Write each of the records out again exactly.

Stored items
==================================================

PR #8480, opened 2021-12-09
feat: Allow to plug-in custom error handling for Connect server errors

Gerrrr:
### Description 

This patch enables pluggable error handling for ksqlDB <-> Connect integration. Specifically, it allows to customize behaviour on `UNAUTHORIZED` and `FORBIDDEN` server errors.

The patch introduces new configuration option -  `ksql.connect.error.handler` that allows to override `DefaultConnectServerErrors` by implementing `ConnectServerErrors` interface. The latter allows to return `Optional<KsqlEntity>` for a specific error code. Currently, the interface has custom handlers for the 2 codes mentioned above - 401 and 403 as well as a fall-back handler for other errors. In the future we can extend this interface with more handlers for specific errors.

Specifically, I made the following changes:
* `ConnectExecutor`, `DescribeConnectExecutor`, `DropConnectExecutor`, `ListConnectorPluginsExecutor`, `ListConnectorsExecutor`  have an immutable error handler as part of their state.
* For the executors mentioned in the previous point, `execute` is an instance method now.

==================================================

(Task response):
PR #8480, opened 2021-12-09
feat: Allow to plug-in custom error handling for Connect server errors

Gerrrr:
### Description 

This patch enables pluggable error handling for ksqlDB <-> Connect integration. Specifically, it allows to customize behaviour on `UNAUTHORIZED` and `FORBIDDEN` server errors.

The patch introduces new configuration option -  `ksql.connect.error.handler` that allows to override `DefaultConnectServerErrors` by implementing `ConnectServerErrors` interface. The latter allows to return `Optional<KsqlEntity>` for a specific error code. Currently, the interface has custom handlers for the 2 codes mentioned above - 401 and 403 as well as a fall-back handler for other errors. In the future we can extend this interface with more handlers for specific errors.

Specifically, I made the following changes:
* `ConnectExecutor`, `DescribeConnectExecutor`, `DropConnectExecutor`, `ListConnectorPluginsExecutor`, `ListConnectorsExecutor`  have an immutable error handler as part of their state.
* For the executors mentioned in the previous point, `execute` is an instance method now.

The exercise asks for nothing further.